▼▼▼
PR #2130, opened 2019-12-12
[7.1.r1] xfs btrfs iversion fixes

Thaodan:
Add two commits that were missing to properly convert both file systems to the iversion API that was introduced earlier.


kholk:
Oops! Missed! Thanks!

PR #2132, opened 2019-12-14
[7.1.r1] dts: lilac: Add missing battery profiles

ix5:
See https://github.com/sonyxperiadev/kernel/pull/2128

Please test!


kholk:
There is really nothing to test on 4.14 that would be different from the test done already on the previous kernel. 

Thanks for the PR! 

Merge!

PR #2133, opened 2019-12-14
[LA.UM.7.1.r1] Boot, Ganges, boot!

MarijnS95:
The first small patches fix tiny quirks that prevented Ganges from booting at all, and making sure it stays alive.

The second set picks all the FPC/ET51x commits (#1912, #2010, #2017) from kernel 4.9, of which the sensor voltage bump to 3.3v is the most relevant for Ganges. Without it, the sensor is almost completely unresponsive and unusable.

Tested on:
Discovery RoW
Mermaid DSDS
Akatsuki DSDS (to make sure nothing in the FPC got borked)


kholk:
I totally approve!

PR #2134, opened 2019-12-15
[LA.UM.7.1.r1] [URGENT] SDM845: Disable inline rotator

MarijnS95:
The inline rotator was enabled but unfortunately freezes fullscreen video playback.

This reverts commit 87cde5ddf4b0274c432463b652781cd9254d083a.


jerpelea:
please leave it buggy so that we are forced to fix it properly

MarijnS95:
@jerpelea Sure, it was already disabled in userspace: https://github.com/sonyxperiadev/device-sony-common/pull/673/files#diff-8d1d4bc7ca3584dcde7d1ad9a9ff46d4R140

Not sure if we can or will ever fix this though.

PR #1218, opened 2023-04-06
Dashboard

tenzinM:
Number of Owners in a selected City
Number of cities the Database


dsyer:
It's kind of an interesting change, and it looks like it might work. We don't really need any new features though, unless you can explain a bit more what motivates it.

PR #1231, opened 2023-04-18
Update welcome.html

EoinGalvin:


andrzejsydor (changes requested):
What is the PR about?
Not needed, to remove it.

PR #1234, opened 2023-04-22
Owener class's addVisit() method return type change to void

jcw1031:
Unused return value


xerx593:
it is unused, but it could (save 1 line):
- In [VisitContoller](/spring-projects/spring-petclinic/tree/main/src/main/java/org/springframework/samples/petclinic/owner/VisitController.java#L89-L90)
- and [test](/spring-projects/spring-petclinic/tree/main/src/test/java/org/springframework/samples/petclinic/service/ClinicServiceTests.java#L205-L206)

So it is rather a question of:
- "fluent api design" or not?
- how consequently (other objects?) and deep (all setters?)?

dsyer:
I'm not sure I care much one way or the other. Probably we can merge this - saving a line of code seems like a small gain.

PR #1236, opened 2023-04-25
Fix crashcontroller test

xerx593:
It is hard to summarize the where/why/when, but: `@WebMvcTest` is not (comparable with) a "full blown" (embedded) spring-boot application... (And i fear, we will have to wait a while, till that happens)

So I decided, to introduce:
- a "very slim" unit test
- and a (slim as possible, "full blown") integration test


dsyer:
Squashed and merged 2249cbc

PR #1238, opened 2023-04-29
Adding support for Azure Spring Apps with PostgreSQL

nevenc:
Added support for deploying spring-petclinic to Azure Spring Apps using PostgreSQL.


jaididon:
How to use file in intellij idea for Java spring boot??

nevenc:
> How to use file in intellij idea for Java spring boot??

What do you mean @jaididon?
What file specifically?
What are you trying to do?

jaididon:
File Specially
index.java

jaididon:
I am trying to do coding of Java springboot
But I don't have a clue how to create index.java in intellij idea

dsyer:
People should be able to use Petclinic on Azure without changing the source code. Maybe instead of a new properties file we could just add the comment about the JAVA_OPTS in the existing one? Or (better) in the txt file that lives near the SQL scripts?

PR #1253, opened 2023-05-22
Upgrade for Spring Boot 3.1

patbaumgartner:
Upgrade to Spring Boot 3.1
- Updating Wrappers (Maven and Gradle)
- Removing Spring Java Format Config: Current default is at Java 11
- Updating PostgreSQL Docker Image
- Updating Plugin Version
- Adjusting Build-Info since `maven.compiler.source` and `maven.compiler.target` got removed from Spring Boot Parent because `maven.compiler.release` is already set.  #gh-34365
- Replacing by Pivotal with by VMware Tanzu (SVG).


dsyer:
Could we extract the SVG into a separate file? It looks kind of ugly in line like that IMO.

dsyer:
The spring.io website is a React.js app (I think) so any styles and logos that appear in thesite might be pre-processed during the build. I'm not sure I understand your suggestion to "add the styles into the SVG".

dsyer:
You didn't want to use `th:src="@{...` ?

patbaumgartner:
Well spotted @dsyer - Thank you for recognizing. I made it like all the other images.

PR #1259, opened 2023-06-06
set digit length to 10

arsh1598:


dsyer:
Doesn't that duplicate the existing `@Digits` annotation? The intent seems to be the same at least.

arsh1598:
> Doesn't that duplicate the existing `@Digits` annotation? The intent seems to be the same at least.

@digits sets maximum digit limit not minimum.

src/main/java/org/springframework/samples/petclinic/owner/Owner.java
```diff
@@ -56,7 +56,7 @@ public class Owner extends Person {
 
 	@Column(name = "telephone")
 	@NotEmpty
```
andrzejsydor, line 58: so the not empty is probably redundant?

dsyer: Don't know. What would be the effect of removing it? None of these errors has any error messages or nice handling associated with them anyway, so it's all kind of moot.

arsh1598:
> I see. But not all telephone numbers have 10 digits, so `@Digits` seems like the right tool to me still. It's not really a big deal.

closing this PR

PR #320, opened 2024-02-02
fix(deprecated-apis): remove backendSrv.datasourceRequest

polomani:
**Problem / User story**
- introduced Fetcher, a simple type with a `fetch()` method, to encapsulate an HTTP client
- since we are mocking the fetcher in the tests, I made it possible to supply a custom one into the initSources method
- resolved incompatibility issue where `@grafana/runtime@^10.3.1` type didn't play well with the ~10.2 (by just updating the dependency)
- resolved deprecation warning in which backendSrv.datasourceRequest should be replaced with backendSrv.fetch, ref https://community.grafana.com/t/how-to-migrate-from-backendsrv-datasourcerequest-to-backendsrv-fetch/58770

### DIFF
--- a/src/datasource.ts
+++ b/src/datasource.ts
@@ -67,7 +67,7 @@ export default class CogniteDatasource extends DataSourceApi<
   timeseriesDatasource: TimeseriesDatasource;
   flexibleDataModellingDatasource: FlexibleDataModellingDatasource;
 
-  constructor(instanceSettings: DataSourceInstanceSettings<CogniteDataSourceOptions>, fetcher?: Fetcher) {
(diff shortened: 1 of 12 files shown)


src/datasource.ts
```diff
@@ -84,17 +92,22 @@ export default class CogniteDatasource extends DataSourceApi<
...
       enableTemplates,
       enableEventsAdvancedFiltering,
       enableFlexibleDataModelling,
       enableExtractionPipelines
     );
+    this.initSources(connector);
+  }
+  
+  initSources (connector: Connector) {
+    this.connector = connector;
```
lpereiracgn, line 110: Why to move the connector init to a separate method instead of keeping it in the constructor?

lpereiracgn (approved):

PR #345, opened 2024-02-12
fix: scientific notation for numbers in custom query

polomani:
**Problem / User story**
In custom queries, we observe that the decimal numbers convert to scientific notation when it is more than 7 decimal places and the query fails.

**Solution**
Use standard grammar from nearley to parse float numbers (supports scientific notation as well as a side effect).

Screenshot 2024-02-12 at 09 57 00

### DIFF
--- a/CHANGELOG.md
+++ b/CHANGELOG.md
@@ -3,6 +3,12 @@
▲▲▲
What the task asks: A word-for-word restatement of the data above is required.

Output of the task:
PR #2130, opened 2019-12-12
[7.1.r1] xfs btrfs iversion fixes

Thaodan:
Add two commits that were missing to properly convert both file systems to the iversion API that was introduced earlier.


kholk:
Oops! Missed! Thanks!

PR #2132, opened 2019-12-14
[7.1.r1] dts: lilac: Add missing battery profiles

ix5:
See https://github.com/sonyxperiadev/kernel/pull/2128

Please test!


kholk:
There is really nothing to test on 4.14 that would be different from the test done already on the previous kernel. 

Thanks for the PR! 

Merge!

PR #2133, opened 2019-12-14
[LA.UM.7.1.r1] Boot, Ganges, boot!

MarijnS95:
The first small patches fix tiny quirks that prevented Ganges from booting at all, and making sure it stays alive.

The second set picks all the FPC/ET51x commits (#1912, #2010, #2017) from kernel 4.9, of which the sensor voltage bump to 3.3v is the most relevant for Ganges. Without it, the sensor is almost completely unresponsive and unusable.

Tested on:
Discovery RoW
Mermaid DSDS
Akatsuki DSDS (to make sure nothing in the FPC got borked)


kholk:
I totally approve!

PR #2134, opened 2019-12-15
[LA.UM.7.1.r1] [URGENT] SDM845: Disable inline rotator

MarijnS95:
The inline rotator was enabled but unfortunately freezes fullscreen video playback.

This reverts commit 87cde5ddf4b0274c432463b652781cd9254d083a.


jerpelea:
please leave it buggy so that we are forced to fix it properly

MarijnS95:
@jerpelea Sure, it was already disabled in userspace: https://github.com/sonyxperiadev/device-sony-common/pull/673/files#diff-8d1d4bc7ca3584dcde7d1ad9a9ff46d4R140

Not sure if we can or will ever fix this though.

PR #1218, opened 2023-04-06
Dashboard

tenzinM:
Number of Owners in a selected City
Number of cities the Database


dsyer:
It's kind of an interesting change, and it looks like it might work. We don't really need any new features though, unless you can explain a bit more what motivates it.

PR #1231, opened 2023-04-18
Update welcome.html

EoinGalvin:


andrzejsydor (changes requested):
What is the PR about?
Not needed, to remove it.

PR #1234, opened 2023-04-22
Owener class's addVisit() method return type change to void

jcw1031:
Unused return value


xerx593:
it is unused, but it could (save 1 line):
- In [VisitContoller](/spring-projects/spring-petclinic/tree/main/src/main/java/org/springframework/samples/petclinic/owner/VisitController.java#L89-L90)
- and [test](/spring-projects/spring-petclinic/tree/main/src/test/java/org/springframework/samples/petclinic/service/ClinicServiceTests.java#L205-L206)

So it is rather a question of:
- "fluent api design" or not?
- how consequently (other objects?) and deep (all setters?)?

dsyer:
I'm not sure I care much one way or the other. Probably we can merge this - saving a line of code seems like a small gain.

PR #1236, opened 2023-04-25
Fix crashcontroller test

xerx593:
It is hard to summarize the where/why/when, but: `@WebMvcTest` is not (comparable with) a "full blown" (embedded) spring-boot application... (And i fear, we will have to wait a while, till that happens)

So I decided, to introduce:
- a "very slim" unit test
- and a (slim as possible, "full blown") integration test


dsyer:
Squashed and merged 2249cbc

PR #1238, opened 2023-04-29
Adding support for Azure Spring Apps with PostgreSQL

nevenc:
Added support for deploying spring-petclinic to Azure Spring Apps using PostgreSQL.


jaididon:
How to use file in intellij idea for Java spring boot??

nevenc:
> How to use file in intellij idea for Java spring boot??

What do you mean @jaididon?
What file specifically?
What are you trying to do?

jaididon:
File Specially
index.java

jaididon:
I am trying to do coding of Java springboot
But I don't have a clue how to create index.java in intellij idea

dsyer:
People should be able to use Petclinic on Azure without changing the source code. Maybe instead of a new properties file we could just add the comment about the JAVA_OPTS in the existing one? Or (better) in the txt file that lives near the SQL scripts?

PR #1253, opened 2023-05-22
Upgrade for Spring Boot 3.1

patbaumgartner:
Upgrade to Spring Boot 3.1
- Updating Wrappers (Maven and Gradle)
- Removing Spring Java Format Config: Current default is at Java 11
- Updating PostgreSQL Docker Image
- Updating Plugin Version
- Adjusting Build-Info since `maven.compiler.source` and `maven.compiler.target` got removed from Spring Boot Parent because `maven.compiler.release` is already set.  #gh-34365
- Replacing by Pivotal with by VMware Tanzu (SVG).


dsyer:
Could we extract the SVG into a separate file? It looks kind of ugly in line like that IMO.

dsyer:
The spring.io website is a React.js app (I think) so any styles and logos that appear in thesite might be pre-processed during the build. I'm not sure I understand your suggestion to "add the styles into the SVG".

dsyer:
You didn't want to use `th:src="@{...` ?

patbaumgartner:
Well spotted @dsyer - Thank you for recognizing. I made it like all the other images.

PR #1259, opened 2023-06-06
set digit length to 10

arsh1598:


dsyer:
Doesn't that duplicate the existing `@Digits` annotation? The intent seems to be the same at least.

arsh1598:
> Doesn't that duplicate the existing `@Digits` annotation? The intent seems to be the same at least.

@digits sets maximum digit limit not minimum.

src/main/java/org/springframework/samples/petclinic/owner/Owner.java
```diff
@@ -56,7 +56,7 @@ public class Owner extends Person {
 
 	@Column(name = "telephone")
 	@NotEmpty
```
andrzejsydor, line 58: so the not empty is probably redundant?

dsyer: Don't know. What would be the effect of removing it? None of these errors has any error messages or nice handling associated with them anyway, so it's all kind of moot.

arsh1598:
> I see. But not all telephone numbers have 10 digits, so `@Digits` seems like the right tool to me still. It's not really a big deal.

closing this PR

PR #320, opened 2024-02-02
fix(deprecated-apis): remove backendSrv.datasourceRequest

polomani:
**Problem / User story**
- introduced Fetcher, a simple type with a `fetch()` method, to encapsulate an HTTP client
- since we are mocking the fetcher in the tests, I made it possible to supply a custom one into the initSources method
- resolved incompatibility issue where `@grafana/runtime@^10.3.1` type didn't play well with the ~10.2 (by just updating the dependency)
- resolved deprecation warning in which backendSrv.datasourceRequest should be replaced with backendSrv.fetch, ref https://community.grafana.com/t/how-to-migrate-from-backendsrv-datasourcerequest-to-backendsrv-fetch/58770

### DIFF
--- a/src/datasource.ts
+++ b/src/datasource.ts
@@ -67,7 +67,7 @@ export default class CogniteDatasource extends DataSourceApi<
   timeseriesDatasource: TimeseriesDatasource;
   flexibleDataModellingDatasource: FlexibleDataModellingDatasource;
 
-  constructor(instanceSettings: DataSourceInstanceSettings<CogniteDataSourceOptions>, fetcher?: Fetcher) {
(diff shortened: 1 of 12 files shown)


src/datasource.ts
```diff
@@ -84,17 +92,22 @@ export default class CogniteDatasource extends DataSourceApi<
...
       enableTemplates,
       enableEventsAdvancedFiltering,
       enableFlexibleDataModelling,
       enableExtractionPipelines
     );
+    this.initSources(connector);
+  }
+  
+  initSources (connector: Connector) {
+    this.connector = connector;
```
lpereiracgn, line 110: Why to move the connector init to a separate method instead of keeping it in the constructor?

lpereiracgn (approved):

PR #345, opened 2024-02-12
fix: scientific notation for numbers in custom query

polomani:
**Problem / User story**
In custom queries, we observe that the decimal numbers convert to scientific notation when it is more than 7 decimal places and the query fails.

**Solution**
Use standard grammar from nearley to parse float numbers (supports scientific notation as well as a side effect).

Screenshot 2024-02-12 at 09 57 00

### DIFF
--- a/CHANGELOG.md
+++ b/CHANGELOG.md
@@ -3,6 +3,12 @@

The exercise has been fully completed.